Initially, Segware considered building its own data lake on Amazon S3 until it learned about MongoDB’s newest offering: Atlas Data Lake. Segware decided to dive in.
No need to rewrite queries
Work on a proof-of-concept for Data Lake began in December 2019. A few months later, it was in production, with infrequently accessed data being moved from Atlas to S3, with Atlas Data Lake as the query engine. Segware is now doing that every two weeks.
To extract, transform, and load data from Atlas and move it into Atlas Data Lake, Segware uses Apache Spark and the MongoDB Spark connector. One of Atlas Data Lake’s big wins for the team was that it used the MongoDB Query Language (MQL), which provided everyone a familiar way of handling queries.
“The principle [reason] to use MongoDB Atlas Data Lake is MQL, the MongoDB Query Language,” said software specialist developer Igor Agenor Piovezan.
We use MQL in every part [of our business]. And with Data Lake, we can use that easily and find data in any storage with a very familiar query, and this is good for us.Igor Agenor Piovezan, Software Specialist Developer, Segware
“We didn’t want to rewrite all the queries to a new language,” Martins added. “Since MongoDB offered the Data Lake solution, it was way easier for us because the query that we type in for applications to access hot information is going to be the same query that we’re going to use to access the cold information. It’s like we snap our fingers and it’s done.”
Because customers don’t need to access their historical data often, it wouldn’t have been a problem for Segware if queries took longer to execute against data in S3 compared to those on Atlas. But in reality, Segware has found that those queries don’t take much time at all. In fact, Segware queries both their Atlas cluster and Atlas Data Lake at the same time—something that’s made easier through Atlas Data Lake’s new federated query feature, which automates this process. Atlas Data Lake users can run a single query to analyze their live Atlas data and historical data on S3 together and in-place. Such queries return a single query response, no matter where the data resides.

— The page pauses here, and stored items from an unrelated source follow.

Issue #5856, opened 2022-08-20
[pickers] Hydration mismatch


oliviertassinari:
### Duplicates

- [X] I have searched the existing issues

### Latest version

- [X] I have tested the latest version

### Current behavior 😯

<img width="600" alt="Screenshot 2022-08-20 at 20 22 04" src="https://user-images.githubusercontent.com/3165635/185761180-f12116fc-8a92-4c82-884b-e59dbabced92.png">

https://reactjs.org/docs/error-decoder.html/?invariant=425

### Expected behavior 🤔

No hydration error, like in v5.15.1.

### Steps to reproduce 🕹

Steps:
1. Open the [v5.15.2](https://app.netlify.com/sites/material-ui-x/deploys/62f50b1265a7ea0008f60dad) permalink release https://62f50b1265a7ea0008f60dad--material-ui-x.netlify.app/x/react-date-pickers/date-picker/
2. Open the dev tools

### Context 🔦

Looking at the diff https://github.com/mui/mui-x/compare/v5.15.1...v5.15.2, I suspect it's related to React 18.

### Your environment 🌎

v5.15.2

oliviertassinari:
I had a quick look at what's going on. It seems that React 18 is more strict when it comes to hydration mismatches. As of today, in https://62f50b1265a7ea0008f60dad--material-ui-x.netlify.app/x/react-date-pickers/date-picker/#custom-input-component, I see the following

Before hydration:

<img width="541" alt="Screenshot 2022-08-20 at 21 33 15" src="https://user-images.githubusercontent.com/3165635/185763438-c1ca5f10-b2ef-44e8-ad45-0e3ae957d553.png">

After hydration:

<img width="498" alt="Screenshot 2022-08-20 at 21 32 56" src="https://user-images.githubusercontent.com/3165635/185763432-256e6ac4-bda7-4212-bc6a-3974062e89d0.png">

Changing my macOS clock to the August 11th, 2022 resolves the hydration mismatch.

flaviendelangle:
Closing it
We no longer have this demo and we try to never rely on the current date-time to avoid this kind of problems

oliviertassinari:
> we try to never rely on the current date-time

Ok, so option 2. from the list above. Fair enough, simple.

PR #6032, opened 2022-09-05
[docs] Fix demonstration date to avoid hydratation errors

alexfauquette:
Fix partially #5856

I replaced the components values of `dayjs()` to a fix date.

The only one exception is the `DateFieldValidation` demo, because to test `disablePast` you need to know when is today. It could be done by using a `useEffect` but it would add complexity to the demo.


docs/data/date-pickers/date-field/DebouncedDateField.tsx
```diff
@@ -8,10 +8,10 @@ import Stack from '@mui/material/Stack';
 import Typography from '@mui/material/Typography';
 import Button from '@mui/material/Button';
 
-const today = dayjs();
+const today = dayjs('2022-04-07');
 
 export default function DebouncedDateField() {
-  const [value, setValue] = React.useState<Dayjs | null>(() => today.add(1, 'week'));
+  const [value, setValue] = React.useState<Dayjs | null>(dayjs('2022-04-07'));
```
LukasTy, line 14: Was there any issues leaving the previous logic intact in here? 🤔 
This changes how the demo behaves.
```suggestion
  const [value, setValue] = React.useState<Dayjs | null>(today.add(1, 'week'));
```

alexfauquette: Why does it change the demo behavior? The goal was to set the date to something which is not today. Such that you can click on the "Set to today" button with a delay of 500ms

The problem is the same as others. If you put the default to `today.add(1, 'week')` nextjs will prepare the html for 15 of September. But tomorrow hydratation will override it with the 16 of September

LukasTy: > Why does it change the demo behavior?

I meant that now once you open this demo, the `set to today` is enabled, because the selected day differs from `today`, but in your proposal it is disabled as `today` === `selected date`.
Screenshot 2022-09-08 at 12 52 40


> The problem is the same as others. If you put the default to today.add(1, 'week') nextjs will prepare the html for 15 of September. But tomorrow hydratation will override it with the 16 of September

`today` is set to `2022-04-07`, should it really ever hydrate to anything than `2022-04-14`? 🤔

docs/data/date-pickers/date-field/DebouncedDateField.tsx
```diff
@@ -8,10 +8,10 @@ import Stack from '@mui/material/Stack';
 import Typography from '@mui/material/Typography';
 import Button from '@mui/material/Button';
 
-const today = dayjs();
+const today = dayjs('2022-04-07');
```
alexfauquette, line 11:
```suggestion
const today = dayjs();
```

docs/data/date-pickers/date-field/DebouncedDateField.tsx
LukasTy: But if we use dynamic `today` , won't this demo remain with the hydration issue? 🤔 
Maybe using a different CTA would be better?
Like `Reset date` or something along these lines?

alexfauquette: Is `today` the problem of is it to display an HTML element based on `today` value?

But yes of course fixing all the date with another cal to action does the job

LukasTy: The problem is a difference in the rendered UI at least based on errors being thrown locally as well, hence, if we will make sure the button `disabled` flag always renders as `false` - it should be all good. 👌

“The time to get this data can be one minute, two minutes,” said Piovezan. “This is no problem for customers.”
Key to healthy growth
Data Lake’s biggest benefit, however, is its cost-effectiveness.

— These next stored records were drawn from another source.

PR #6040, opened 2022-09-06
[core] Remove Storybook

flaviendelangle:
We discussed the Storybook yesterday: https://mui-org.notion.site/xGrid-Weekly-meeting-2022-09-05-931b28fff95b43d4905f328a884076b1.

It has received almost no new story in a year and is therefore totally outdated.
Right now, it is only an overhead that we have to maintain.

- [x] Move the `useData` and `getData` utilities that are being used in tests from the storybook to `@mui/x-data-grid-generator`
- [x] Remove the `storybook` internal package
- [x] Remove the Storybook from regression tests
- [x] Remove the Storybook from the CI and from our architecture files


oliviertassinari (commented):
It sounds good.

(*I have linked the meeting notes that talk about the change and made them public for future/community scrutiny.*)

test/regressions/webpack.config.js
```diff
@@ -24,6 +24,10 @@ module.exports = {
     new webpack.DefinePlugin({
       DISABLE_CHANCE_RANDOM: JSON.stringify(true),
     }),
+    new webpack.ProvidePlugin({
```
flaviendelangle, line 27: Copied from the core

https://github.com/mui/material-ui/blob/c8feb29320a22cc4461fb5ef5f4f7de7bd96a59b/test/regressions/webpack.config.js#L26
I think the Storybook was injecting a default config somehow.

packages/grid/x-data-grid-generator/src/services/basic-data-service.ts
```diff
@@ -0,0 +1,106 @@
...
+  currencyPair: string;
+  [price: string]: number | string;
+}
+
+export interface GridBasicData {
+  columns: GridColDef[];
+  rows: GridBasicRowModel[];
+}
+
+export const getBasicGridData = (rowLength: number, colLength: number): GridBasicData => {
```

Before, Martins said, “[data storage] was costing too much for us. And if we migrate everyone from desktop to cloud right now with this architecture, we are not going to be a healthy company. It’s going to be more [costly] and no more money coming into our pockets. So this was key to maintaining our company growing in a healthy way.”
Being able to handle larger volumes of data affordably will be especially critical as Segware moves ahead with migrating customers currently using its desktop product into the cloud. “We intend to migrate those clients that have the on-premises version,” said Martins. “We are going to migrate the data. So I believe that within one year, one year and a half, we’ll have 60 to 70 percent more, maybe double the size that we have today of data.”
With Data Lake on its side, Segware expects it should be easy to manage that kind of growth in data volumes. So far, Piovezan said, the performance has been “incredible for us.”